CARL State with more cautious settings performs well both in terms of catastrophe prevention and high rewards for the least OOD pole length and adapts quicker than CARL Reward. Further OOD with pole length \(td = 1.5\), more caution does not prevent catastrophic events but keeps rewards higher. Contrary, for pole length \(td = 2\), more caution diminishes the return. CARL State reaches its final performance for both measures earlier than CARL Reward.
Discussion
In this project, different settings for the caution parameters during the adaptation with CARL Reward and CARL State were considered in several OOD target environments. Consistent with the findings from Zhang et al. (2020), CARL Reward acts safer than CARL State further OOD. New findings are that for CARL Reward, more pessimism and hence caution results in safer behavior especially further OOD. For CARL State, a higher penalty for catastrophic states leads to more cautious behavior when close to the training domain and increases rewards even further OOD. This confirms that \(\gamma\) tunes caution for CARL Reward and \(\lambda_2\) acts as a caution parameter for CARL State. Overall, more caution leads to safer behavior.

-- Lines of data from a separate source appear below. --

PR #44, opened 2022-09-22
feat: add security best practices for use cases RFC

pedroferreira1:
[Rendered](https://github.com/HathorNetwork/rfcs/blob/8aac52dc23ffffe9251b1313c1117ec1343d3e42/text/0000-use-case-integration-best-practices.md)

### DIFF
--- a/text/0000-use-case-integration-best-practices.md
+++ b/text/0000-use-case-integration-best-practices.md
@@ -46,11 +46,11 @@ There are multiple ways that a use case can integrate with Hathor, here is a com
 
 We strongly recommend use cases to run two or more full nodes as a protection to direct attacks to their full nodes.
 
-Use case's full nodes **should not** be connected among them. This is important to mitigate some attack vectors. Remember that the transactions will be propagate by the p2p network and all use case's full nodes will receive the transactions eventually during normal network activity.
+Use case's full nodes **should not** be connected among them. This is important to mitigate some attack vectors. Remember that the transactions will be propagated by the p2p network and all use case's full nodes will receive the transactions eventually during normal network activity.
 
 ### Validate new transactions on more than one full node before accepting them
 
-Let's assume an exchange wants to run nodes to identify deposits in the Hathor network, so a recommended approach for the integration would be to run at least two full nodes (node1 and node2), which are not connected between them (node1 must have node2 in the blacklist and vice versa). In that architecture, if any deposit is identified in node1, then the exchange must check that it's also a valid transaction in node2 and in one of the public nodes. With this approach, if one of the nodes is compromised and with a different consensus/state, an alert must be raised, so we must investigate what happened.
+Let's assume an exchange wants to run nodes to identify deposits in the Hathor network, so a recommended approach for the integration would be to run at least two full nodes (node1 and node2), which are not connected between them (node1 must have node2 in the blacklist and vice versa). In that architecture, if any deposit is identified in node1, then the exchange must check that it's also a valid transaction in node2 and in one of the public nodes. In this approach, if an attacker successfully compromises one of your full nodes, your validation would fail and the deposit will not be accepted.
 
 ### Validate all your full nodes have the same best block
 
@@ -59,11 +59,9 @@ Use cases should regularly check whether the best block is the same on all their
 
 ## Peer-id
 
-The peer-id is a unique identifier of your full node in Hathor's p2p network. You must keep your peer-id secret to prevent attackers from directly targeting your full nodes. Do not tell anyone your peer-ids, and do not publish them on public channels, only in private groups with the Hathor team. If you think your peer-id has been exposed, you should generate a new peer-id and replace the exposed ones.
+The peer-id is a unique identifier of your full node in Hathor's p2p network. You must keep your peer-id secret to prevent attackers from directly targeting your full nodes. Do not tell anyone your peer-ids, and do not publish them on public channels. If you think your peer-id has been exposed, you should generate a new peer-id and replace the exposed ones.
 
-## Be alert for weird behavior
-
-### How to validate a new transaction
+## How to validate a new transaction
 
 The transactions in the Hathor network have many fields that must be checked to guarantee that a transaction is valid for your use case. For more details about the fields of a transaction, check the [Transaction Anatomy RFC](https://github.com/HathorNetwork/rfcs/blob/master/text/0015-anatomy-of-tx.md).
 
@@ -75,37 +73,35 @@ The transactions in the Hathor network have many fields that must be checked to 
   - [Address](#address)
   - [Timelock](#timelock)
 
-#### Version
+### Version
 
-Transactions have `version=1`, blocks have versions `0` or `3`, and token creation transactions have `version=2`.
+Version identifies the type of vertex. The possible choices are:
 
-#### Voided state
+- Block: 0
+- Regular Transaction: 1
+- Token Creation Transaction: 2
+- Merged Mined Block: 3
 
-A voided transaction is **not** a valid transaction. You must only accept transactions that have `is_voided=false`.
+Depending on your use case you must accept one or more types.
 
-#### Outputs
+### Voided state
 
-The outputs contain the fields used to identify that the funds belong to your wallet.
+A voided transaction is cancelled and should **never** be accepted. You must validate that the transaction is not voided asserting that `is_voided == false`.
 
-##### Token
+### Outputs
 
-The output has the token information, so you can check if it has the expected tokens. For example, exchanges expect the deposits to be of HTR, so `token = '00'` and `token_data=0`.
+Hathor supports multi-token transactions. You must confirm that your outputs are correctly placed as follows:
 
-##### Value
+- Token id is correct. If you accept only HTR token, token id must be `"00"`.
+- Token data is equal to `0`, if it's HTR token.
+- Value matches the expected value. Note that it is an integer and `12.34` is represented by `1234`.
+- Timelock must be `null`; otherwise your funds might be locked.
 
-The value of the output is an integer, so `1000` means `10.00`.
+### Number of confirmations
 
-##### Address
+Some use cases might handle transactions with huge amounts, so it's essential to wait for some blocks to confirm the transaction before accepting it as a valid one. The more blocks confirm a transaction, the more guarantee there is that this transaction won't become voided in the future. As a reference, Bitcoin's use cases usually require six confirmations before accepting a new deposit.
 
-The output address must be one of your wallet's addresses.
-
-##### Timelock
-
-The output must have a timelock, and if it's bigger than the current timestamp, you won't be able to spend this output until this moment is reached. Because of that, it's essential to validate that `timelock=null` before validating this transaction.
-
-#### Number of confirmations
-
-Some use cases might handle transactions with huge amounts, so it's essential to wait for some blocks to confirm the transaction before accepting it as a valid one. The more blocks confirm a transaction, the more guarantee there is that this transaction won't become invalid in the future. As a reference, Bitcoin's use cases usually require a six confirmations before accepting a new deposit.
+## Be alert for weird behavior
 
 ### Check if an unusual amount of deposits or withdrawals are being made
 
@@ -113,11 +109,11 @@ Many use cases have withdrawals/deposits in their set of features through blockc
 
 For that situation, it's crucial to have an easy way to block specific accounts that have unusual behavior and might be part of an attack. You might also consider to limit the number of operations a user can do in a time window.
 
-This validation and user block must be done in the use-case software application.
+This validation and user throttling must be done in the use-case software application.
 
 ### Check if one of your full nodes gets out-of-sync
 
-One other relevant aspect of full node is to always check for weird behavior is the sync among them. We recommend use cases to regularly validate that all their full nodes are in sync among them and in sync with at least one public node as well.
+Always check for weird behavior in the synchronization among full nodes. We recommend use cases to regularly validate that all their full nodes are in sync among them and in sync with at least one public node as well.
 
 This validation is important to guarantee the node is not isolated from the rest of the network with a fork of the blockchain.
 
--- a/text/0000-use-case-integration-best-practices.md
+++ b/text/0000-use-case-integration-best-practices.md
@@ -8,43 +8,16 @@
 # Summary
 [summary]: #summary
 
-This document presents best practices for use cases that integrate with the Hathor Network, in order to improve the reliability of their operation.
+This document presents security best practices for use cases that integrate with the Hathor Network, in order to improve the reliability of their operation.
 
 # Guide-level explanation
 [guide-level-explanation]: #guide-level-explanation
 
-There are multiple ways that a use case can integrate with Hathor, here is a basic architecture of a common integration.
+There are multiple ways that a use case can integrate with Hathor, here is a common architecture compliant to our recommendations
 
 - The use case has a software that runs operations offchain and is used by its customer.
-- This software connects with a headless wallet, that executes operations in the Hathor network.
-- The headless wallet is connected to a full node, that belongs to the Hathor peer-to-peer network.
-
-<pre>
-┌─────────────┐      ┌──────────┐                     ┌─────────────┐        ┌─────────────┐
-│             │      │          │◀────────────────────│             │        │             │
-│  Hathor     │      │ Headless │                     │  Use Case   │        │  Customer   │
-│  Full Node  │◀────▶│  Wallet  │                     │  Software   │◀──────▶│             │
-│             │      │          │────────────────────▶│             │        │             │
-└─────────────┘      └──────────┘                     └─────────────┘        └─────────────┘
-</pre>
-
-## Run more than one node
-
-Even though the architecture described above works fine for a simple use case, we strongly recommend any use case to run more than one node, in order to increase the reliability of the operation.
-
-During normal network activity, any transaction will be propagated through all peers and they will get to the same consensus. However, there are some situations where this might not be true, e.g. if an attack is happening to a single peer. To improve the reliability of the operation at any moment, it's important that all use cases run more than one full node and they **can't be connected among them**, only to the rest of the network.
-
-Let's assume an exchange wants to run nodes to identify deposits in the Hathor network, so a recommended approach for the integration would be to run at least two full nodes (node1 and node2), which are not connected between them (node1 must have node2 in the blacklist and vice versa). In that architecture, if any deposit is identified in node1, then the exchange must check that it's also a valid transaction in node2 and in one of the public nodes. With this approach, if one of the nodes is compromised and with a different consensus/state, an alert must be raised, so we must investigate what happened.
-
-### Validate new transactions on more than one full node before accepting them
-
-When running more than one node, any new transaction must be accepted only after validating that it's a valid transaction in all the nodes.
-
-### Validate all your full nodes have the same best block
-
-It's also important to regularly check if all nodes have the same best block. If they have different best blocks, this might be a clue that one of the nodes could be a target of an attack because is running a separate fork of the blockchain.
-
-### Recommended architecture
+- This software connects to a headless wallet which communicates with a full node. The full node is connected to the Hathor's p2p network.
+- The headless wallet will handle all events from the full node to keep its balance and transaction history updated. The headless software have APIs to manage a wallet, e.g. get addresses, create and push transactions to the network, create new tokens, and some other features described in the project [repository](https://github.com/HathorNetwork/hathor-wallet-headless).
 
 <pre>
                        ┌─────────────┐      ┌──────────┐                     ┌─────────────┐        ┌─────────────┐
@@ -69,23 +42,44 @@ It's also important to regularly check if all nodes have the same best block. If
 
 </pre>
 
+## Run more than one node
+
+We strongly recommend use cases to run two or more full nodes as a protection to direct attacks to their full nodes.
+
+Use case's full nodes **should not** be connected among them. This is important to mitigate some attack vectors. Remember that the transactions will be propagate by the p2p network and all use case's full nodes will receive the transactions eventually during normal network activity.
+
+### Validate new transactions on more than one full node before accepting them
+
+Let's assume an exchange wants to run nodes to identify deposits in the Hathor network, so a recommended approach for the integration would be to run at least two full nodes (node1 and node2), which are not connected between them (node1 must have node2 in the blacklist and vice versa). In that architecture, if any deposit is identified in node1, then the exchange must check that it's also a valid transaction in node2 and in one of the public nodes. With this approach, if one of the nodes is compromised and with a different consensus/state, an alert must be raised, so we must investigate what happened.
+
+### Validate all your full nodes have the same best block
+
+Use cases should regularly check whether the best block is the same on all their full nodes. If full node have different best blocks, the validation must be done again some seconds later because this might happen depending on the network block propagation time. If the differente continue, the nodes might be under attack and the use case should consider blocking deposits.
+
+
 ## Peer-id
 
-The peer-id is a unique identifier of your full node in Hathor's p2p network. Even though it does not contain any private key information, keeping it secret is a security measure that prevents attackers from targeting directly your full nodes.
-
-Because of that, it's important to never share it in public chats, only in private groups with the Hathor team. If you think your peer-id has been exposed, you should generate a new peer-id and replace the exposed ones.
+The peer-id is a unique identifier of your full node in Hathor's p2p network. You must keep your peer-id secret to prevent attackers from directly targeting your full nodes. Do not tell anyone your peer-ids, and do not publish them on public channels, only in private groups with the Hathor team. If you think your peer-id has been exposed, you should generate a new peer-id and replace the exposed ones.
 
 ## Be alert for weird behavior
 
-### Correctly validate transactions
+### How to validate a new transaction
 
 The transactions in the Hathor network have many fields that must be checked to guarantee that a transaction is valid for your use case. For more details about the fields of a transaction, check the [Transaction Anatomy RFC](https://github.com/HathorNetwork/rfcs/blob/master/text/0015-anatomy-of-tx.md).
+
+- [Version](#version)
+- [Voided state](#voided-state)
+- Output
+  - [Token](#token)
+  - [Value](#value)
+  - [Address](#address)
+  - [Timelock](#timelock)
 
 #### Version
 
 Transactions have `version=1`, blocks have versions `0` or `3`, and token creation transactions have `version=2`.
 
-#### Voided
+#### Voided state
 
 A voided transaction is **not** a valid transaction. You must only accept transactions that have `is_voided=false`.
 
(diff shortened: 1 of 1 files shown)


text/0000-use-case-integration-best-practices.md
```diff
@@ -0,0 +1,177 @@
...
+
+The output address must be one of your wallet's addresses.
+
+##### Timelock
+
+The output must have a timelock, and if it's bigger than the current timestamp, you won't be able to spend this output until this moment is reached. Because of that, it's essential to validate that `timelock=null` before validating this transaction.
+
+#### Number of confirmations
+
+Some use cases might handle transactions with huge amounts, so it's essential to wait for some blocks to confirm the transaction before accepting it as a valid one. The more blocks confirm a transaction, the more guarantee there is that this transaction won't become invalid in the future.
```
luislhl, line 114: Does it make sense to suggest how many blocks it makes sense to wait for a level of security similar to waiting 6 blocks in Bitcoin (or some other comparative measure)?

luislhl, line 114: Should we detail in the reference-level how to check if a transaction has already been confirmed by more than N blocks?

text/0000-use-case-integration-best-practices.md
```diff
@@ -0,0 +1,177 @@
...
+- Status: Draft
+- Start Date: 2022-09-20
+- RFC PR: (leave this empty)
+- Hathor Issue: (leave this empty)
+- Author: Pedro Ferreira <pedro@hathor.network>
+
+# Summary
+[summary]: #summary
+
+This document presents best practices for use cases that integrate with the Hathor Network, in order to improve the reliability of their operation.
```
luislhl, line 11: The goal here is to present general best-practices or security best-practices?

In the first case, I think we might have some other best-practices that could be linked here, like this one which is still unmerged: https://github.com/HathorNetwork/rfcs/pull/30, or even something about the tx-mining-service.

But if we are focused on security here, maybe we should explicitly state this in the title and summary.

text/0000-use-case-integration-best-practices.md
```diff
@@ -0,0 +1,177 @@
...
+
+The output must have a timelock, and if it's bigger than the current timestamp, you won't be able to spend this output until this moment is reached. Because of that, it's essential to validate that `timelock=null` before validating this transaction.
+
+#### Number of confirmations
+
+Some use cases might handle transactions with huge amounts, so it's essential to wait for some blocks to confirm the transaction before accepting it as a valid one. The more blocks confirm a transaction, the more guarantee there is that this transaction won't become invalid in the future.
+
+### Check if an unusual amount of deposits or withdrawals are being made
+
+Many use cases have withdrawals/deposits in their set of features through blockchain transactions. It's important to be alerted in case any unusual amount of deposits/withdrawals are being made because this could be caused by an attack.
```
luislhl, line 118: This would be done at the "use-case software" level, right? Not by checking something in the fullnode or in the wallet-headless.

If so, maybe we should make this clear.

text/0000-use-case-integration-best-practices.md
```diff
@@ -0,0 +1,177 @@
...
+
+- The use case has a software that runs operations offchain and is used by its customer.
+- This software connects with a headless wallet, that executes operations in the Hathor network.
+- The headless wallet is connected to a full node, that belongs to the Hathor peer-to-peer network.
+
+<pre>
+┌─────────────┐      ┌──────────┐                     ┌─────────────┐        ┌─────────────┐
+│             │      │          │◀────────────────────│             │        │             │
+│  Hathor     │      │ Headless │                     │  Use Case   │        │  Customer   │
+│  Full Node  │◀────▶│  Wallet  │                     │  Software   │◀──────▶│             │
```
msbrogli, line 26: If we will recommend one to use more than one full node, I feel we should add the second full node in this diagram. We will explain the reasons behind it later.

text/0000-use-case-integration-best-practices.md
```diff
@@ -0,0 +1,177 @@
...
+
+# Summary
+[summary]: #summary
+
+This document presents best practices for use cases that integrate with the Hathor Network, in order to improve the reliability of their operation.
+
+# Guide-level explanation
+[guide-level-explanation]: #guide-level-explanation
+
+There are multiple ways that a use case can integrate with Hathor, here is a basic architecture of a common integration.
```
msbrogli, line 16: We can say that `here is a common architecture compliant to our recommendations`.

text/0000-use-case-integration-best-practices.md
```diff
@@ -0,0 +1,177 @@
...
+│             │      │          │◀────────────────────│             │        │             │
+│  Hathor     │      │ Headless │                     │  Use Case   │        │  Customer   │
+│  Full Node  │◀────▶│  Wallet  │                     │  Software   │◀──────▶│             │
+│             │      │          │────────────────────▶│             │        │             │
+└─────────────┘      └──────────┘                     └─────────────┘        └─────────────┘
+</pre>
+
+## Run more than one node
+
+Even though the architecture described above works fine for a simple use case, we strongly recommend any use case to run more than one node, in order to increase the reliability of the operation.
```
msbrogli, line 33: I feel we should just say "we strongly recommend use cases to run two or more full nodes as a protection to direct attacks to their full nodes".

text/0000-use-case-integration-best-practices.md
```diff
@@ -0,0 +1,177 @@
...
+
+During normal network activity, any transaction will be propagated through all peers and they will get to the same consensus. However, there are some situations where this might not be true, e.g. if an attack is happening to a single peer. To improve the reliability of the operation at any moment, it's important that all use cases run more than one full node and they **can't be connected among them**, only to the rest of the network.
```
msbrogli, line 35: I feel it is confusing. A suggestion would be to start with the recommendation itself and explain it later. For example:

Use case's full nodes **should not** be connected among them. This is important to mitigate some attack vectors. Remember that the transactions will be propagate by the p2p network and all use case's full nodes will receive the transactions eventually.

text/0000-use-case-integration-best-practices.md
```diff
@@ -0,0 +1,177 @@
...
+
+Let's assume an exchange wants to run nodes to identify deposits in the Hathor network, so a recommended approach for the integration would be to run at least two full nodes (node1 and node2), which are not connected between them (node1 must have node2 in the blacklist and vice versa). In that architecture, if any deposit is identified in node1, then the exchange must check that it's also a valid transaction in node2 and in one of the public nodes. With this approach, if one of the nodes is compromised and with a different consensus/state, an alert must be raised, so we must investigate what happened.
```
msbrogli, line 37: Should we add it to the wallet headless? Anyway, I would move it to the next recommendation (validate new transactions on more than one full node).

text/0000-use-case-integration-best-practices.md
```diff
@@ -0,0 +1,177 @@
...
+
+### Validate new transactions on more than one full node before accepting them
+
+When running more than one node, any new transaction must be accepted only after validating that it's a valid transaction in all the nodes.
```
msbrogli, line 41: I feel we should explain it a bit more. For example: "When a new deposit is detected, this deposit should be accepted only after checking the following on all full nodes:

a) The transaction exists.
b) The transaction is not voided.
c) The transaction's first block is the same for all full nodes.
d) The full node's best block is the same for all full nodes.

If any condition fails, you should check again later."

text/0000-use-case-integration-best-practices.md
```diff
@@ -0,0 +1,177 @@
...
+
+### Validate all your full nodes have the same best block
+
+It's also important to regularly check if all nodes have the same best block. If they have different best blocks, this might be a clue that one of the nodes could be a target of an attack because is running a separate fork of the blockchain.
```
msbrogli, line 45: Suggestion: "Use cases should regularly check whether the best block is the same on all their full nodes. If full node have different best blocks, they might be under attack and should consider blocking deposits."

I feel we should improve this recommendation because a naive implementation that collects the best block from all full nodes and compare might fail due to a race condition. For example, a new block found during the data collection.

text/0000-use-case-integration-best-practices.md
```diff
@@ -0,0 +1,177 @@
...
+
+### Recommended architecture
+
+<pre>
+                       ┌─────────────┐      ┌──────────┐                     ┌─────────────┐        ┌─────────────┐
```
msbrogli, line 50: I feel this should be the diagram at the beginning of the document. It seems confusing to have two different diagrams unless we have a section of "what not to do".

text/0000-use-case-integration-best-practices.md
```diff
@@ -0,0 +1,177 @@
...
+                       │  Hathor     │
+                       │ Full Node 2 │
+                       │             │
+                       └─────────────┘
+
+</pre>
+
+## Peer-id
+
+The peer-id is a unique identifier of your full node in Hathor's p2p network. Even though it does not contain any private key information, keeping it secret is a security measure that prevents attackers from targeting directly your full nodes.
```
msbrogli, line 74: I feel we should very clearly state the recommendation: "You must keep your peer-id secret to prevent attackers from targeting directly your full nodes. Do not tell anyone your peer-ids and do not publish them on public channels.".

text/0000-use-case-integration-best-practices.md
```diff
@@ -0,0 +1,177 @@
...
+
+Because of that, it's important to never share it in public chats, only in private groups with the Hathor team. If you think your peer-id has been exposed, you should generate a new peer-id and replace the exposed ones.
```
msbrogli, line 76: I'd remove the part about public chats, but I'd keep the "If you think your peer-id has been exposed..." part.

text/0000-use-case-integration-best-practices.md
```diff
@@ -0,0 +1,177 @@
...
+
+## Be alert for weird behavior
```
msbrogli, line 78: I'd rename it to "How to validate a new transaction".

text/0000-use-case-integration-best-practices.md
msbrogli: I just found the "how to validate a new transaction" section. Maybe this should be moved there.

text/0000-use-case-integration-best-practices.md
```diff
@@ -0,0 +1,177 @@
...
+
+### Correctly validate transactions
+
+The transactions in the Hathor network have many fields that must be checked to guarantee that a transaction is valid for your use case. For more details about the fields of a transaction, check the [Transaction Anatomy RFC](https://github.com/HathorNetwork/rfcs/blob/master/text/0015-anatomy-of-tx.md).
+
+#### Version
+
+Transactions have `version=1`, blocks have versions `0` or `3`, and token creation transactions have `version=2`.
```
msbrogli, line 86: I feel we should explain it better. Should use cases verify version? How?

text/0000-use-case-integration-best-practices.md
```diff
@@ -0,0 +1,177 @@
...
+
+The peer-id is a unique identifier of your full node in Hathor's p2p network. Even though it does not contain any private key information, keeping it secret is a security measure that prevents attackers from targeting directly your full nodes.
+
+Because of that, it's important to never share it in public chats, only in private groups with the Hathor team. If you think your peer-id has been exposed, you should generate a new peer-id and replace the exposed ones.
+
+## Be alert for weird behavior
+
+### Correctly validate transactions
+
+The transactions in the Hathor network have many fields that must be checked to guarantee that a transaction is valid for your use case. For more details about the fields of a transaction, check the [Transaction Anatomy RFC](https://github.com/HathorNetwork/rfcs/blob/master/text/0015-anatomy-of-tx.md).
```
msbrogli, line 82: I guess we should add a checklist here with all things that must be verified. Then, we can add markers [1], [2], [3], and add notes below this checklist.

text/0000-use-case-integration-best-practices.md
```diff
@@ -0,0 +1,177 @@
...
+
+#### Version
+
+Transactions have `version=1`, blocks have versions `0` or `3`, and token creation transactions have `version=2`.
+
+#### Voided
```
msbrogli, line 88: I feel we are just explaining the meaning of each field. We can do it but we should also give our recommendation on how to validate each field.

text/0000-use-case-integration-best-practices.md
msbrogli: We might say "As a reference, Bitcoin's use cases usually require a six confirmations before accepting a new deposit."

text/0000-use-case-integration-best-practices.md
msbrogli, line 118: I'd say "check for unusual levels of deposits and withdrawals". You might also consider to limit the number of operations a user can do in a time window.

msbrogli (changes requested):

text/0000-use-case-integration-best-practices.md
pedroferreira1: Added this sentence

text/0000-use-case-integration-best-practices.md
pedroferreira1: Campana is now working on an integration guide for use cases. I feel we should focus this RFC in the security best practices and link them, as @msbrogli said. I will make this clear in the title and summary.

text/0000-use-case-integration-best-practices.md
pedroferreira1: Makes sense! Added a sentence to make this clear.

text/0000-use-case-integration-best-practices.md
```diff
@@ -0,0 +1,177 @@
...
+
+# Guide-level explanation
+[guide-level-explanation]: #guide-level-explanation
+
+There are multiple ways that a use case can integrate with Hathor, here is a basic architecture of a common integration.
+
+- The use case has a software that runs operations offchain and is used by its customer.
+- This software connects with a headless wallet, that executes operations in the Hathor network.
+- The headless wallet is connected to a full node, that belongs to the Hathor peer-to-peer network.
+
```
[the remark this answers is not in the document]
pedroferreira1: Added

text/0000-use-case-integration-best-practices.md
pedroferreira1: Moved the second architecture here, as suggested in another comment

text/0000-use-case-integration-best-practices.md
pedroferreira1: Moved it to the beginning of the document

text/0000-use-case-integration-best-practices.md
pedroferreira1: Changed it, especially now that we have a single architecture scheme

text/0000-use-case-integration-best-practices.md
pedroferreira1: Yeah, it's better, changed it.

text/0000-use-case-integration-best-practices.md
pedroferreira1: You mean to add a new API in the headless to check a transaction in different nodes?

text/0000-use-case-integration-best-practices.md
pedroferreira1: Removed this sentence from this place.

text/0000-use-case-integration-best-practices.md
pedroferreira1: Improved the sentence to suggest executing more validations because of the block propagation time difference.

text/0000-use-case-integration-best-practices.md
pedroferreira1: Added

text/0000-use-case-integration-best-practices.md
pedroferreira1: I kept the private groups part, otherwise we would just be saying never to share it, however we need it for the whitelist. It's like this the section now:

> The peer-id is a unique identifier of your full node in Hathor's p2p network. You must keep your peer-id secret to prevent attackers from directly targeting your full nodes. Do not tell anyone your peer-ids, and do not publish them on public channels, only in private groups with the Hathor team. If you think your peer-id has been exposed, you should generate a new peer-id and replace the exposed ones.

What do you think?

text/0000-use-case-integration-best-practices.md
pedroferreira1: The "Be alert for weird behavior" has 3 sub sections:

- Correctly validate transactions
- Check if an unusual amount of deposits or withdrawals are being made
- Check if one of your full nodes gets out-of-sync

I changed the first one to "How to validate a new transaction" as you suggested

text/0000-use-case-integration-best-practices.md
pedroferreira1: That's one thing that I didn't like in this RFC, it doesn't describe in details the integration, so the answer for your "How" is: depends. 

If they are using the headless, is one way, if they are using the full node directly, is another way.

I could mention the exchange integration RFC (https://github.com/HathorNetwork/rfcs/blob/master/text/0027-exchange-integration.md#how-to-check-if-a-transaction-is-a-valid-deposit) and remove the whole "How to validate a transaction" section here, there we have all the API details. 

What do you think?

text/0000-use-case-integration-best-practices.md
pedroferreira1: The text is:

>  A voided transaction is **not** a valid transaction. You must only accept transactions that have `is_voided=false`.

I didn't understand your comment about the voided section

text/0000-use-case-integration-best-practices.md
pedroferreira1: Changed

text/0000-use-case-integration-best-practices.md
pedroferreira1: Added

text/0000-use-case-integration-best-practices.md
```diff
@@ -0,0 +1,177 @@
...
+### Check if an unusual amount of deposits or withdrawals are being made
+
+Many use cases have withdrawals/deposits in their set of features through blockchain transactions. It's important to be alerted in case any unusual amount of deposits/withdrawals are being made because this could be caused by an attack.
+
+For that situation, it's crucial to have an easy way to block specific accounts that have unusual behavior and might be part of an attack.
+
+### Check if one of your full nodes gets out-of-sync
+
+One other relevant aspect of full node to always check for weird behavior is the sync among them. We recommend use cases to regularly validate that all their full nodes are in sync among them and in sync with at least one public node as well.
```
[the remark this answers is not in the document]
pedroferreira1: Yeah, I agree it's important. Added a sentence about that as well.

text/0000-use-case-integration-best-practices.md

The validity of these findings is limited due to the small number of runs: For every version of CARL, only one run was used. For further research, different pretrainings with several runs per adaptation setting should be considered to generate mean values for the (maximum) reward and better explanatory power for the number of catastrophic events. Furthermore, tuning the caution parameters is only benefitting in terms of safe learning if, in the long-run, the optimal caution parameter can be determined before placing CARL in a target environment. Therefore, higher-dimensional target environments, e.g. as in Zhang et al. (2020), should be used to try and find a general relationship between environment complexity, task and optimal caution parameters.
As pointed out by Zhang et al. (2020), CARL State is generally better applicable for environments where state safety and low rewards do not always align. For CARL State, a future parameter search could investigate the interaction of different values for the original caution parameter \(\beta\) and the newly confirmed caution parameter \(\lambda_2\).
Since there is a trade-off in performance between CARL Reward and State and the degree to which the target environments is OOD, it would be worth a try to use a CARL that combines both notions of reward with an optimization criterion such as
\[R_{\gamma, \lambda_2}(A)=\sum_{i:r^i \leq v_{100-\gamma}(r)} r^i / N - \lambda_2 \lambda g(A)\]
in combination with an estimation of how far OOD the target environment lays. After the first adaptation training iteration, if the target environment is expected to be close to training domain, \(\lambda_2\) could be increased and \(\gamma\) set to \(0\). If the target environment is expected to be further OOD, \(\lambda_2\) could be smaller and \(\gamma\) could be increased.
References
Caron, S. (n. d.). Open loop and closed loop model predictive control.
Chua, K., Calandra, R., McAllister, R., & Levine, S. (2018). Deep Reinforcement Learning in a Handful of Trials using Probabilistic Dynamics Models. doi: 10.48550/arXiv.1805.12114.
García, J. & Fernández, F. (2015). A Comprehensive Survey on Safe Reinforcement Learning. J. Mach. Learn. Res. 16(1), pp. 14371480. doi: 10.5555/2789272.2886795.
Nagabandi, A., Kahn, G., Fearing, R. S., & Levine, S. (2017). Neural network dynamics for model-based deep reinforcement learning with model-free fine-tuning. doi: 10.48550/arXiv.1708.02596.
Zhang, J., Cheung, B., Finn, C., Levine, S., & Jayaraman, D. (2020). Cautious Adaptation For Reinforcement Learning in Safety-Critical Settings. doi: 10.48550/arXiv.2008.06622.